[EXERCISE DATA Boundary: Start]

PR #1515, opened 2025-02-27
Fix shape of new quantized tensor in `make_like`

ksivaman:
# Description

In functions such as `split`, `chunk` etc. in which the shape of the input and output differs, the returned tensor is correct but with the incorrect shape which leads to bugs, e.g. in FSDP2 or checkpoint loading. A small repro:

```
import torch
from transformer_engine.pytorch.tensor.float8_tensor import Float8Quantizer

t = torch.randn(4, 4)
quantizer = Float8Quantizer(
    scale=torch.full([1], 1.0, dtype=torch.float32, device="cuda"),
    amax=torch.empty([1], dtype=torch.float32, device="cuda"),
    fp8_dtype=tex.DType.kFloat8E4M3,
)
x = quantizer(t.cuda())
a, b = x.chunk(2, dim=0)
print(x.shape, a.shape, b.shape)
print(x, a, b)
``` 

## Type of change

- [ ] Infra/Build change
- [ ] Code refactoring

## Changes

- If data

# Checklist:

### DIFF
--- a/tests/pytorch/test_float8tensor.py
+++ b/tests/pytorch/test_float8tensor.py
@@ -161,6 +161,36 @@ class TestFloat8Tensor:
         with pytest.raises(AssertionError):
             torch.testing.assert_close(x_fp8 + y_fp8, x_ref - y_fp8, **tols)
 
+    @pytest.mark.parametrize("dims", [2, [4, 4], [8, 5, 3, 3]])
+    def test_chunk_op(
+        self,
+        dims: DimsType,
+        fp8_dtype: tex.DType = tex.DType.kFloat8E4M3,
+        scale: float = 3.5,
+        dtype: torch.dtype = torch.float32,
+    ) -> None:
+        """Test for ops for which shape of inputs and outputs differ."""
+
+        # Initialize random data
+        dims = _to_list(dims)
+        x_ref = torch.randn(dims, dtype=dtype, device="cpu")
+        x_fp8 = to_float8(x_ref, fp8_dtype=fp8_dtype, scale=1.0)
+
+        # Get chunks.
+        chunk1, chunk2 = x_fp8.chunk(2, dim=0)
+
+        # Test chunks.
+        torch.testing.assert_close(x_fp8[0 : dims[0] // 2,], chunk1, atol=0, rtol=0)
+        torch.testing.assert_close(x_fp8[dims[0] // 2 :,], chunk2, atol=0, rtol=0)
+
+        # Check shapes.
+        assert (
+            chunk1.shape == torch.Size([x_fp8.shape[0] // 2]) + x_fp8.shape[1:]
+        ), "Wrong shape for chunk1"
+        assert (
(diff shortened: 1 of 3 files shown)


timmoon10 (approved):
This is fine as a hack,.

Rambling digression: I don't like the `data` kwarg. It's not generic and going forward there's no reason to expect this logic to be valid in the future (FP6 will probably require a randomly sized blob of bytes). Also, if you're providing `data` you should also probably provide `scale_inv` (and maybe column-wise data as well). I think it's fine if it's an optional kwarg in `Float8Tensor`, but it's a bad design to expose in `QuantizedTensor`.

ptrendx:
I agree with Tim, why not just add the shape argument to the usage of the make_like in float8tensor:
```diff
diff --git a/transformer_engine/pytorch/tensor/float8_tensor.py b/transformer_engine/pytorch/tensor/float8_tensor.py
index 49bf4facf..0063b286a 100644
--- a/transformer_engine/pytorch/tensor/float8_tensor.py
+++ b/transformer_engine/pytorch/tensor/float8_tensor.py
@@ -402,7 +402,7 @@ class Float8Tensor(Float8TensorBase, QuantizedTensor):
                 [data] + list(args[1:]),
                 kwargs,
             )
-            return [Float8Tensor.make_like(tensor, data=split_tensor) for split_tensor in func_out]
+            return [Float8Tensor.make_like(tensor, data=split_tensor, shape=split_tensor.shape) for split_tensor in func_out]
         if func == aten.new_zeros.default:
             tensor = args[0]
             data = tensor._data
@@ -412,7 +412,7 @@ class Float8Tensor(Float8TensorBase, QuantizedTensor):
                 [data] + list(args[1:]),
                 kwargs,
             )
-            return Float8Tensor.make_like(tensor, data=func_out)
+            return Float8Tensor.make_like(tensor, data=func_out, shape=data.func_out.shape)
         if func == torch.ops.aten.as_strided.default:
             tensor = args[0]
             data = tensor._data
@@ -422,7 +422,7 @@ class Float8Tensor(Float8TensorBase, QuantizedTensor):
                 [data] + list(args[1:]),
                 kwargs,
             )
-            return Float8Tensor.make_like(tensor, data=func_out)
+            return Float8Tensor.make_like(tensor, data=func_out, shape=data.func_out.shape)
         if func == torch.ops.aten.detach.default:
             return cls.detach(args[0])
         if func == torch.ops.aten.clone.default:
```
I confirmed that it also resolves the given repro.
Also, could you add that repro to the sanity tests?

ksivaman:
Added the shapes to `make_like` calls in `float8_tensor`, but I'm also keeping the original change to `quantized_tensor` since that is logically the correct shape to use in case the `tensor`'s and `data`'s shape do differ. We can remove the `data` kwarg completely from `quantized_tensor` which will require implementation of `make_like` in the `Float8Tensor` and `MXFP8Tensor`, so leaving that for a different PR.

[EXERCISE DATA Boundary: End]

- ACTIVITY: Your task is an exact transcription of every line above.

- RESULT:
PR #1515, opened 2025-02-27
Fix shape of new quantized tensor in `make_like`

ksivaman:
# Description

In functions such as `split`, `chunk` etc. in which the shape of the input and output differs, the returned tensor is correct but with the incorrect shape which leads to bugs, e.g. in FSDP2 or checkpoint loading. A small repro:

```
import torch
from transformer_engine.pytorch.tensor.float8_tensor import Float8Quantizer

t = torch.randn(4, 4)
quantizer = Float8Quantizer(
    scale=torch.full([1], 1.0, dtype=torch.float32, device="cuda"),
    amax=torch.empty([1], dtype=torch.float32, device="cuda"),
    fp8_dtype=tex.DType.kFloat8E4M3,
)
x = quantizer(t.cuda())
a, b = x.chunk(2, dim=0)
print(x.shape, a.shape, b.shape)
print(x, a, b)
``` 

## Type of change

- [ ] Infra/Build change
- [ ] Code refactoring

## Changes

- If data

# Checklist:

### DIFF
--- a/tests/pytorch/test_float8tensor.py
+++ b/tests/pytorch/test_float8tensor.py
@@ -161,6 +161,36 @@ class TestFloat8Tensor:
         with pytest.raises(AssertionError):
             torch.testing.assert_close(x_fp8 + y_fp8, x_ref - y_fp8, **tols)
 
+    @pytest.mark.parametrize("dims", [2, [4, 4], [8, 5, 3, 3]])
+    def test_chunk_op(
+        self,
+        dims: DimsType,
+        fp8_dtype: tex.DType = tex.DType.kFloat8E4M3,
+        scale: float = 3.5,
+        dtype: torch.dtype = torch.float32,
+    ) -> None:
+        """Test for ops for which shape of inputs and outputs differ."""
+
+        # Initialize random data
+        dims = _to_list(dims)
+        x_ref = torch.randn(dims, dtype=dtype, device="cpu")
+        x_fp8 = to_float8(x_ref, fp8_dtype=fp8_dtype, scale=1.0)
+
+        # Get chunks.
+        chunk1, chunk2 = x_fp8.chunk(2, dim=0)
+
+        # Test chunks.
+        torch.testing.assert_close(x_fp8[0 : dims[0] // 2,], chunk1, atol=0, rtol=0)
+        torch.testing.assert_close(x_fp8[dims[0] // 2 :,], chunk2, atol=0, rtol=0)
+
+        # Check shapes.
+        assert (
+            chunk1.shape == torch.Size([x_fp8.shape[0] // 2]) + x_fp8.shape[1:]
+        ), "Wrong shape for chunk1"
+        assert (
(diff shortened: 1 of 3 files shown)


timmoon10 (approved):
This is fine as a hack,.

Rambling digression: I don't like the `data` kwarg. It's not generic and going forward there's no reason to expect this logic to be valid in the future (FP6 will probably require a randomly sized blob of bytes). Also, if you're providing `data` you should also probably provide `scale_inv` (and maybe column-wise data as well). I think it's fine if it's an optional kwarg in `Float8Tensor`, but it's a bad design to expose in `QuantizedTensor`.

ptrendx:
I agree with Tim, why not just add the shape argument to the usage of the make_like in float8tensor:
```diff
diff --git a/transformer_engine/pytorch/tensor/float8_tensor.py b/transformer_engine/pytorch/tensor/float8_tensor.py
index 49bf4facf..0063b286a 100644
--- a/transformer_engine/pytorch/tensor/float8_tensor.py
+++ b/transformer_engine/pytorch/tensor/float8_tensor.py
@@ -402,7 +402,7 @@ class Float8Tensor(Float8TensorBase, QuantizedTensor):
                 [data] + list(args[1:]),
                 kwargs,
             )
-            return [Float8Tensor.make_like(tensor, data=split_tensor) for split_tensor in func_out]
+            return [Float8Tensor.make_like(tensor, data=split_tensor, shape=split_tensor.shape) for split_tensor in func_out]
         if func == aten.new_zeros.default:
             tensor = args[0]
             data = tensor._data
@@ -412,7 +412,7 @@ class Float8Tensor(Float8TensorBase, QuantizedTensor):
                 [data] + list(args[1:]),
                 kwargs,
             )
-            return Float8Tensor.make_like(tensor, data=func_out)
+            return Float8Tensor.make_like(tensor, data=func_out, shape=data.func_out.shape)
         if func == torch.ops.aten.as_strided.default:
             tensor = args[0]
             data = tensor._data
@@ -422,7 +422,7 @@ class Float8Tensor(Float8TensorBase, QuantizedTensor):
                 [data] + list(args[1:]),
                 kwargs,
             )
-            return Float8Tensor.make_like(tensor, data=func_out)
+            return Float8Tensor.make_like(tensor, data=func_out, shape=data.func_out.shape)
         if func == torch.ops.aten.detach.default:
             return cls.detach(args[0])
         if func == torch.ops.aten.clone.default:
```
I confirmed that it also resolves the given repro.
Also, could you add that repro to the sanity tests?

ksivaman:
Added the shapes to `make_like` calls in `float8_tensor`, but I'm also keeping the original change to `quantized_tensor` since that is logically the correct shape to use in case the `tensor`'s and `data`'s shape do differ. We can remove the `data` kwarg completely from `quantized_tensor` which will require implementation of `make_like` in the `Float8Tensor` and `MXFP8Tensor`, so leaving that for a different PR.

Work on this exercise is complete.